Records shown:

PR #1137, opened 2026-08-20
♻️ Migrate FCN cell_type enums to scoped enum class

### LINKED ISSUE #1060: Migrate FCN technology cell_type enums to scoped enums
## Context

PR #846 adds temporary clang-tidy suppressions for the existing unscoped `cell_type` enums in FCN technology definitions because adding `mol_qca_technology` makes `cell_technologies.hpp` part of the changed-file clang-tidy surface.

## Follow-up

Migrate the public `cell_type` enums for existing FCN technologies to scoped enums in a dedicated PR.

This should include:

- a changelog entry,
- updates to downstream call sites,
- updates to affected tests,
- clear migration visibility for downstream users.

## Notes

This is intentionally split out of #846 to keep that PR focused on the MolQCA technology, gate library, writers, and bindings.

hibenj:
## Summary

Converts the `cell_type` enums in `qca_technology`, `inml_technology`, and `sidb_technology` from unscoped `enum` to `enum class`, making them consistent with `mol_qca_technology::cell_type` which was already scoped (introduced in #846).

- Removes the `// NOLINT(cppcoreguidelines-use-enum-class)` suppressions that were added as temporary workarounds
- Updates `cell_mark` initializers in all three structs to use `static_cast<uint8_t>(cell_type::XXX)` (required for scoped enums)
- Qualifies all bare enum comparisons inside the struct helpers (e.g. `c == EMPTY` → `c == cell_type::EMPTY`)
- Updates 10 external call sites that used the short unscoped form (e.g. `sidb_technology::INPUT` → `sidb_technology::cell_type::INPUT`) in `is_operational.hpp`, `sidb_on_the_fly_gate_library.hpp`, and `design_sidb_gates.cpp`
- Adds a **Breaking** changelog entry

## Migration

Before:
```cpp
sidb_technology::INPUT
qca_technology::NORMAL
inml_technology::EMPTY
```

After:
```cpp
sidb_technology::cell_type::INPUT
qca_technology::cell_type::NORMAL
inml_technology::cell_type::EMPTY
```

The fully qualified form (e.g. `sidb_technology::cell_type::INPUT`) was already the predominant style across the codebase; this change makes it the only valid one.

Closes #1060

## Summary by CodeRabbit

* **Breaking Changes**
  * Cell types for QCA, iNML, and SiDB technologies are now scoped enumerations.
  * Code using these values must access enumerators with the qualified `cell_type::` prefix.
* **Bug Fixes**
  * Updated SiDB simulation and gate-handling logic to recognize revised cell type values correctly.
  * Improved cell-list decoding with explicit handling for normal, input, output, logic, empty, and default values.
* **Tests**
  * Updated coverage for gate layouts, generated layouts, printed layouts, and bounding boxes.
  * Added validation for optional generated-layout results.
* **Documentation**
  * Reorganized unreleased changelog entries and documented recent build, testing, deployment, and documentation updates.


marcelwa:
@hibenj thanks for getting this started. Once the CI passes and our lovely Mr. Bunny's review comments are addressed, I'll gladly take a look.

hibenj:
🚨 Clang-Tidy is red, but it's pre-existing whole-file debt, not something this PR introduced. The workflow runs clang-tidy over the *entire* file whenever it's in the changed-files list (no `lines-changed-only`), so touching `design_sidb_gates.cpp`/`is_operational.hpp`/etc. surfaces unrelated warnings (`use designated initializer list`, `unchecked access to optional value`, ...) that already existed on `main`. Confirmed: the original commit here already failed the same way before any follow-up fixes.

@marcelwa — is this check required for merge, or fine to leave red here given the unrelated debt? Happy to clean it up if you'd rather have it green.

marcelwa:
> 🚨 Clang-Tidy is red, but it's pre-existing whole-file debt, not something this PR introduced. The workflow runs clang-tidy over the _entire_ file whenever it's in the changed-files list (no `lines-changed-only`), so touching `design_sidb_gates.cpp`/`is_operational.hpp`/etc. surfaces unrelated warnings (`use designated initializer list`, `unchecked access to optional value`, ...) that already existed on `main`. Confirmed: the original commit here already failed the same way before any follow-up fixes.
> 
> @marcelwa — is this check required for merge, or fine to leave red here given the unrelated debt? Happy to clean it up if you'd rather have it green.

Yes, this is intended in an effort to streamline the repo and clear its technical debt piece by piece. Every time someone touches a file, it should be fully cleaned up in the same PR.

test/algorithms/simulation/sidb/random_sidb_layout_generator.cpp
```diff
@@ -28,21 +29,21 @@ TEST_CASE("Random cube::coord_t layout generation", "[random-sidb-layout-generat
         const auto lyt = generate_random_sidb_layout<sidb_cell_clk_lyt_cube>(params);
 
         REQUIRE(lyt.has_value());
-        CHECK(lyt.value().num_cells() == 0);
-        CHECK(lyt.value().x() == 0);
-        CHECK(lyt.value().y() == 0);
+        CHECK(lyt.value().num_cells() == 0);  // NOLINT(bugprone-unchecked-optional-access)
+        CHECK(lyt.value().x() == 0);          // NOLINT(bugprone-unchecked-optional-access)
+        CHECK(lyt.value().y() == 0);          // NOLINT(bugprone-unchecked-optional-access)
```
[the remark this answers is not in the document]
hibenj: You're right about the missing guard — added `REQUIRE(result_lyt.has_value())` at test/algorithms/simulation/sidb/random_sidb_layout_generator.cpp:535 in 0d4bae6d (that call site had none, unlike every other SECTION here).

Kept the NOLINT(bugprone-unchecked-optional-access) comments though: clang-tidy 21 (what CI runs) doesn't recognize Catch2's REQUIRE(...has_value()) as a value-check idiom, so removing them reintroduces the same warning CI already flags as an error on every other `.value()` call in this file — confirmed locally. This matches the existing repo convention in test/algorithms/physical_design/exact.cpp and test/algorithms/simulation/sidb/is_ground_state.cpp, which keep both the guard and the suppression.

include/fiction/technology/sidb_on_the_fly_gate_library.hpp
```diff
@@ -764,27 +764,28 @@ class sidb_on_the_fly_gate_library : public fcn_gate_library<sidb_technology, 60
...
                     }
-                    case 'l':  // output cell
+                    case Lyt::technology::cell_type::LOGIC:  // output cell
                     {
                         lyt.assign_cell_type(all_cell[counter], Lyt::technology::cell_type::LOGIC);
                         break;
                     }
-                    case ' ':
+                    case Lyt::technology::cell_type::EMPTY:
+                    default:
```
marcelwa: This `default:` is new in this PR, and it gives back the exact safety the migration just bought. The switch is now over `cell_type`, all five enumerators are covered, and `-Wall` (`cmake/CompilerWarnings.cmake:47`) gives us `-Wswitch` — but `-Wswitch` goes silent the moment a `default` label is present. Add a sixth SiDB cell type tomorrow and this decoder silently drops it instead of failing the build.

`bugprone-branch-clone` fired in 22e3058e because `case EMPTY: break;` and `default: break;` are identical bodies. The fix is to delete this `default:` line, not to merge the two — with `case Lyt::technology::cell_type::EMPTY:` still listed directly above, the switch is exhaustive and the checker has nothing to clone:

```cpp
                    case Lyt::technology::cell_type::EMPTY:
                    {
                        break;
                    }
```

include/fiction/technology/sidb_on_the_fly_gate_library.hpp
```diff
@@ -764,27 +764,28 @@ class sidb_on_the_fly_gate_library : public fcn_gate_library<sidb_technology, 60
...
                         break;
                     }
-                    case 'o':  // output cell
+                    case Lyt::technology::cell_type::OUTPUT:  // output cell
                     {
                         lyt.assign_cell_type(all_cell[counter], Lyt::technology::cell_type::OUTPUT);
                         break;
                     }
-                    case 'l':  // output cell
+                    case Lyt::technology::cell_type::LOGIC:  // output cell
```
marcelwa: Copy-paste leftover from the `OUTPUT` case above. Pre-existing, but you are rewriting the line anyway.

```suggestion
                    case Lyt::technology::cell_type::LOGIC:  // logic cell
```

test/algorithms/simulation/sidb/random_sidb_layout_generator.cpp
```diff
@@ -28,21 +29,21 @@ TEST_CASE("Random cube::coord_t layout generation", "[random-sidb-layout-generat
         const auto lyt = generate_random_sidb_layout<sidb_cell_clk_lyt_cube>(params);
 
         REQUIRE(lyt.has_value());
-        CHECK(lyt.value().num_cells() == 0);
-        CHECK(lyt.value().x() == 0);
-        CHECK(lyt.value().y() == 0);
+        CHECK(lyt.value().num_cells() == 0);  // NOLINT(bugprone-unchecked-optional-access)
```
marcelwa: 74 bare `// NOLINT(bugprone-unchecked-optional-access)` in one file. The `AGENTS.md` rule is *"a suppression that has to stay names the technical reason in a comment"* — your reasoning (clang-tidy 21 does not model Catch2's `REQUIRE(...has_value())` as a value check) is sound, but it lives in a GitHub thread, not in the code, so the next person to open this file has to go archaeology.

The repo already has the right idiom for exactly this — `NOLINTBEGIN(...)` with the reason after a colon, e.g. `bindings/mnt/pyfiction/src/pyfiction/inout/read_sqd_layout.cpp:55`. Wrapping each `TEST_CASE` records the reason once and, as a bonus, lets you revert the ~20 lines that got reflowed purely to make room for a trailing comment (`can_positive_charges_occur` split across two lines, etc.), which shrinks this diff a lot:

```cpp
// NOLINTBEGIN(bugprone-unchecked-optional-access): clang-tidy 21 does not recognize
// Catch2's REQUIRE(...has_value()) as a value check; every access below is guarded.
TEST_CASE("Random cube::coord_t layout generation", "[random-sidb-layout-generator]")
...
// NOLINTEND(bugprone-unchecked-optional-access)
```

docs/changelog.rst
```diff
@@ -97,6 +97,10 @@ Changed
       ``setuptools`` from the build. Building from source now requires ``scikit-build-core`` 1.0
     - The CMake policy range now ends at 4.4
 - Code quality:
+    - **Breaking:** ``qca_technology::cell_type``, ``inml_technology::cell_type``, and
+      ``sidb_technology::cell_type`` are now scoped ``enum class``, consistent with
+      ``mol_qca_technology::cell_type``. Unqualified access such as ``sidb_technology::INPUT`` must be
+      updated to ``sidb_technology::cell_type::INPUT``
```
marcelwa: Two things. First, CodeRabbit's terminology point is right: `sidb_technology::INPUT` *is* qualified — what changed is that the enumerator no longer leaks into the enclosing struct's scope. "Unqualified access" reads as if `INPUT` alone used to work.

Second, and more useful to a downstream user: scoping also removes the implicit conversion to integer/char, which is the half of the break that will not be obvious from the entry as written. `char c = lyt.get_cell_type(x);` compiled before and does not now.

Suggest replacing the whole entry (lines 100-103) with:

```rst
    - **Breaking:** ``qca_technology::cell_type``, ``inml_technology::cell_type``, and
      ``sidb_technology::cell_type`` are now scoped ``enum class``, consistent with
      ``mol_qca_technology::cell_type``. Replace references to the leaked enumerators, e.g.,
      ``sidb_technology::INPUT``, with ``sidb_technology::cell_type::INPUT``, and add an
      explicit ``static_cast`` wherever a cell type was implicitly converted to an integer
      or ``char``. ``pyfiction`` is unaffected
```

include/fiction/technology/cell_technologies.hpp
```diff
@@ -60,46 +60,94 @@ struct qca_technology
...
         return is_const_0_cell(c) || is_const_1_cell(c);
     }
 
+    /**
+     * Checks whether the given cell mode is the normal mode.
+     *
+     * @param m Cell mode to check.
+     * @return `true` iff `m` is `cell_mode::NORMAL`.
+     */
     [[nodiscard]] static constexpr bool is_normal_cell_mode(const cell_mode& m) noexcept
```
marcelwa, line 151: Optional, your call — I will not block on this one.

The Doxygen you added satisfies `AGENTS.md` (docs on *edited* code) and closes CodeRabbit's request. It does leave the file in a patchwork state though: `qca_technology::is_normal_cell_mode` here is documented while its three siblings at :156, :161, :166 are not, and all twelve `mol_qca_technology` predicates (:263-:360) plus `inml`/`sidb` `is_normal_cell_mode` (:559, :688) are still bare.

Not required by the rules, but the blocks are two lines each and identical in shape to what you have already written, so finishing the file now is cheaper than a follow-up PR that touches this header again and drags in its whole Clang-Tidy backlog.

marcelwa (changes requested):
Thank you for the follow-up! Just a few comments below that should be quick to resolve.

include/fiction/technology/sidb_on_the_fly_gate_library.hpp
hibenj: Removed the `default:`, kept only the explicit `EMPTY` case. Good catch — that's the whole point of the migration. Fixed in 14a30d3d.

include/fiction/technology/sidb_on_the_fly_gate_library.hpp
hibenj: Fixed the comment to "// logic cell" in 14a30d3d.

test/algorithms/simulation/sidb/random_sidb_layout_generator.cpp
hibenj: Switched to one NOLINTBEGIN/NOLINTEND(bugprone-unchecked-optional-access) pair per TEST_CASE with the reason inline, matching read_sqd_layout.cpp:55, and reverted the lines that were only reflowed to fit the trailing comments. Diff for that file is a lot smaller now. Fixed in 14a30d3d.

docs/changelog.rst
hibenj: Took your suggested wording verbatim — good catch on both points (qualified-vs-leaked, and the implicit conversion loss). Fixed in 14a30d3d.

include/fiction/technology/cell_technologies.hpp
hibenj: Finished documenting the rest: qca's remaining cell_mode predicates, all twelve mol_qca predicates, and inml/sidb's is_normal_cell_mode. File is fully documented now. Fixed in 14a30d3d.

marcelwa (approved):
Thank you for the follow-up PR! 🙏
--
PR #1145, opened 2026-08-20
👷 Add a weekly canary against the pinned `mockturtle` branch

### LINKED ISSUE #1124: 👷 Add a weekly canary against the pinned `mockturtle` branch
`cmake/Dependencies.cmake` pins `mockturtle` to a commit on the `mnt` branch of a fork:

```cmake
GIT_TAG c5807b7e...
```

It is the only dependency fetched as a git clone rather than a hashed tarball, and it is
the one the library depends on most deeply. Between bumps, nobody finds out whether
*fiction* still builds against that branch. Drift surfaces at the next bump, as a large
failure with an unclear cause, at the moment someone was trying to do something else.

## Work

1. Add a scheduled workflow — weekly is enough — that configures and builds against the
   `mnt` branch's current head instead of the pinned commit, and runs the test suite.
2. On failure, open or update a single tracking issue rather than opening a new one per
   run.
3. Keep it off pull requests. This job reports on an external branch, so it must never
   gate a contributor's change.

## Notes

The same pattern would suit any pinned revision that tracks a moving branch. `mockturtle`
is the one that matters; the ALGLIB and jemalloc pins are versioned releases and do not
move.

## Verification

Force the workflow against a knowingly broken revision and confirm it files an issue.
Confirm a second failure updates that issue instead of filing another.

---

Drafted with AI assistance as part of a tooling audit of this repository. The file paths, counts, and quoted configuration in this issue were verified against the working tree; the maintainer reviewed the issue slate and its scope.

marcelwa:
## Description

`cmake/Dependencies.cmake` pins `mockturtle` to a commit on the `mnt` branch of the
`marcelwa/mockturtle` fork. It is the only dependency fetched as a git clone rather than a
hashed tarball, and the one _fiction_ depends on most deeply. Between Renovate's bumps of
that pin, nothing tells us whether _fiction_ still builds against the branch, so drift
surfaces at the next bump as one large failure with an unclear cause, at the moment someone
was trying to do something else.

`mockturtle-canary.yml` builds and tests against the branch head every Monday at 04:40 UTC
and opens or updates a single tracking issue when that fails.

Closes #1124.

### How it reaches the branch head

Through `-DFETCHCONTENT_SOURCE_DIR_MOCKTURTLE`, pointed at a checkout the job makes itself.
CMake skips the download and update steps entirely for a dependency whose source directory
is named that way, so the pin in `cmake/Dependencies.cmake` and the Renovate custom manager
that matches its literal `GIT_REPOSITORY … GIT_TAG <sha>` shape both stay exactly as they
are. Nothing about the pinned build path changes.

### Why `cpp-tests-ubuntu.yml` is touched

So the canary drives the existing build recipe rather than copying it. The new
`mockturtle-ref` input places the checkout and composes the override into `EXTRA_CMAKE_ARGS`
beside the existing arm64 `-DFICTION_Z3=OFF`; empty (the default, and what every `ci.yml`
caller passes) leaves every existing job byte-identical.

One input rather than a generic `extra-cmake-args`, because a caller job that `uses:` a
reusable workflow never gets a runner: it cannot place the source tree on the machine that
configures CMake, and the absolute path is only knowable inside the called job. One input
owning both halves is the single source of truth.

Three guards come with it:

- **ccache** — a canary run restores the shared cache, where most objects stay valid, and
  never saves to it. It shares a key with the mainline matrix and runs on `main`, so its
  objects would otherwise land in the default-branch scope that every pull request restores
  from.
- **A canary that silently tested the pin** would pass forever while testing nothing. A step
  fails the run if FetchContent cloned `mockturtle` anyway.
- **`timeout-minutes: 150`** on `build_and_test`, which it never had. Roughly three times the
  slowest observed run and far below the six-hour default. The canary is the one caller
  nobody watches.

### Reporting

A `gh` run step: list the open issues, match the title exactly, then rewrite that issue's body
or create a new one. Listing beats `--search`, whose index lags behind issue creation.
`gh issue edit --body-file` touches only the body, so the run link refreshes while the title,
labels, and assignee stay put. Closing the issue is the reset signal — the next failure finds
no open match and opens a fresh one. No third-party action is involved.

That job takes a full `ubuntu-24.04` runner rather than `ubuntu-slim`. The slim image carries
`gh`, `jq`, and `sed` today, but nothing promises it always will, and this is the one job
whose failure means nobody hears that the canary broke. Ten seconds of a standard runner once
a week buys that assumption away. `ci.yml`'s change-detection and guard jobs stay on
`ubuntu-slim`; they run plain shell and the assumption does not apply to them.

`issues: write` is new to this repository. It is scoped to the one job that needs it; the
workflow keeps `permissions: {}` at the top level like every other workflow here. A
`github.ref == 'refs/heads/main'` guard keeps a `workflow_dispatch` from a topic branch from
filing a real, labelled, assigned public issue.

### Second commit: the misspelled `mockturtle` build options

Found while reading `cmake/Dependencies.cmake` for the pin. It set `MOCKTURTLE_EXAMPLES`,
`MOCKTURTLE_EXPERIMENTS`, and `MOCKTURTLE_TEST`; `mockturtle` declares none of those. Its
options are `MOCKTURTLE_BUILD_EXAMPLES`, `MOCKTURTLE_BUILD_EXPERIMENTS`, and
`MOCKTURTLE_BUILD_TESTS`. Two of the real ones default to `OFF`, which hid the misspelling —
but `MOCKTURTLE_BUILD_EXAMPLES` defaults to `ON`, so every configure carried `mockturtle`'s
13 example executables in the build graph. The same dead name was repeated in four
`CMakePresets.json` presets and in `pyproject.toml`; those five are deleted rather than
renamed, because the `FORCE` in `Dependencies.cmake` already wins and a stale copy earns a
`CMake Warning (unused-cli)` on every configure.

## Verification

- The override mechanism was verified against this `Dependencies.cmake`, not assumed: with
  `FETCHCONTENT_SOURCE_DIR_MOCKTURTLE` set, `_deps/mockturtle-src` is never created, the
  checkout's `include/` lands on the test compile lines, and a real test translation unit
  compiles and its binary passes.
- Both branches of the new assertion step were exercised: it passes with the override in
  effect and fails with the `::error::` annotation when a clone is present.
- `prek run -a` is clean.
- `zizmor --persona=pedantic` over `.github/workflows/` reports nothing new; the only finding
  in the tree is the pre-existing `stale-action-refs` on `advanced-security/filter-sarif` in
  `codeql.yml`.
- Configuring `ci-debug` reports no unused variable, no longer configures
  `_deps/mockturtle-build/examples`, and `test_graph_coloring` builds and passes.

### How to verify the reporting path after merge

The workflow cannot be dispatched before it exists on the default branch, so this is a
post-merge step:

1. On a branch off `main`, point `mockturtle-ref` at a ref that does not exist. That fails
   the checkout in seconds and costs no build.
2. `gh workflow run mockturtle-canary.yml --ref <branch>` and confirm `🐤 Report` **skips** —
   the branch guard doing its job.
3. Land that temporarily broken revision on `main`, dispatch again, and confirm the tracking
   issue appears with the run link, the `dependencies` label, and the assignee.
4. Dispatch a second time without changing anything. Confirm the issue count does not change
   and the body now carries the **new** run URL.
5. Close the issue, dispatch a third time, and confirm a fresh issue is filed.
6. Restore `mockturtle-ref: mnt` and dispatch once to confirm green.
...
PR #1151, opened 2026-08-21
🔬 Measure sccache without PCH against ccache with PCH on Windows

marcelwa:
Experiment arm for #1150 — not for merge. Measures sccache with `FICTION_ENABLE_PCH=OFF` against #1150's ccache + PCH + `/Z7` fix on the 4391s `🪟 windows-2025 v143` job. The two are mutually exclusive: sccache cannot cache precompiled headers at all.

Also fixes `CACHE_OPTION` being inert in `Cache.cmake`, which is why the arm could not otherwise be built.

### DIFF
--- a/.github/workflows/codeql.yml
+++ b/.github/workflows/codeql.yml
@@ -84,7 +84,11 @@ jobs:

Exercise objective: In the material above, find the lines that contain "instead" and show them.

Answer box:
marcelwa: This `default:` is new in this PR, and it gives back the exact safety the migration just bought. The switch is now over `cell_type`, all five enumerators are covered, and `-Wall` (`cmake/CompilerWarnings.cmake:47`) gives us `-Wswitch` — but `-Wswitch` goes silent the moment a `default` label is present. Add a sixth SiDB cell type tomorrow and this decoder silently drops it instead of failing the build.
   `mnt` branch's current head instead of the pinned commit, and runs the test suite.
Confirm a second failure updates that issue instead of filing another.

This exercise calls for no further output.